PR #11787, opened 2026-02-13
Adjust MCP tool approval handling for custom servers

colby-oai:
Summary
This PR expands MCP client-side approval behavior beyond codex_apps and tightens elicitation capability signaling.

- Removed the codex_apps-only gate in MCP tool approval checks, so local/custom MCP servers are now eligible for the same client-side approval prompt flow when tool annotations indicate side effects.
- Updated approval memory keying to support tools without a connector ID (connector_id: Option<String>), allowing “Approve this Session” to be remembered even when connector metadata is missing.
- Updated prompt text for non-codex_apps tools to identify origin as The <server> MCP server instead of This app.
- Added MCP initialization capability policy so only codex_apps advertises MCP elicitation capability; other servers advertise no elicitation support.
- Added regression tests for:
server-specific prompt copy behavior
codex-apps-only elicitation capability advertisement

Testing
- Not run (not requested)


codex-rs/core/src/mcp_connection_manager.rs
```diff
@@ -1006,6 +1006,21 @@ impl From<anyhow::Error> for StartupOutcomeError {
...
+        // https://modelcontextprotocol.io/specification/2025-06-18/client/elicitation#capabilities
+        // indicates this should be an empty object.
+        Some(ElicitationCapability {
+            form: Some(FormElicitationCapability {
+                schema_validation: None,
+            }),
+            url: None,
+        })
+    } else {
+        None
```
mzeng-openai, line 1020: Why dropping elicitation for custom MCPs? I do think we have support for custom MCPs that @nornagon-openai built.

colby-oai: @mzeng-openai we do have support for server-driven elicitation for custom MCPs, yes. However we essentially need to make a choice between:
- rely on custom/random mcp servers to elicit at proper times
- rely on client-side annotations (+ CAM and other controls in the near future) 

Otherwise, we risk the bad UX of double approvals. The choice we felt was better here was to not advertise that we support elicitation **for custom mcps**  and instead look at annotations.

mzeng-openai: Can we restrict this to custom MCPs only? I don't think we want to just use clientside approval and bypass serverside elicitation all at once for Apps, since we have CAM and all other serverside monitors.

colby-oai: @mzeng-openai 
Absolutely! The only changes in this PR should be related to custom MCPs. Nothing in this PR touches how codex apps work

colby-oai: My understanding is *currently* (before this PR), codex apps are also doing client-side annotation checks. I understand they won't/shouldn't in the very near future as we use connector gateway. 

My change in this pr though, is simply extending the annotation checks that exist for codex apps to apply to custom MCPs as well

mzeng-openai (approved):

---

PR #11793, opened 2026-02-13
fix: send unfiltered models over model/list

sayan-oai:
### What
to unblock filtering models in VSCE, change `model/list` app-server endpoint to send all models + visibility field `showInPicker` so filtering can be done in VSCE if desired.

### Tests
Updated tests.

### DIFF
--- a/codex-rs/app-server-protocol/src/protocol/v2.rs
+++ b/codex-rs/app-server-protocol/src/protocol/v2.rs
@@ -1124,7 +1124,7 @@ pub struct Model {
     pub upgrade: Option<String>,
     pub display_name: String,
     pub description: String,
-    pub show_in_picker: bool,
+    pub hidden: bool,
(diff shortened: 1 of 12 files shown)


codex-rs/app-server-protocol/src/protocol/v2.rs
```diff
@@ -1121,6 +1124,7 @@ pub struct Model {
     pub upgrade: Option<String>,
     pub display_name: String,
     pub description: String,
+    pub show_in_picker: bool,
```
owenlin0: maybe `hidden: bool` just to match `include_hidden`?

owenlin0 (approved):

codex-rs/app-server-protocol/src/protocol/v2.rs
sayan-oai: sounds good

How to complete this task:
Wherever the word "hidden" shows up in the material, copy the line it is on.

Written reply:
+    pub hidden: bool,
owenlin0: maybe `hidden: bool` just to match `include_hidden`?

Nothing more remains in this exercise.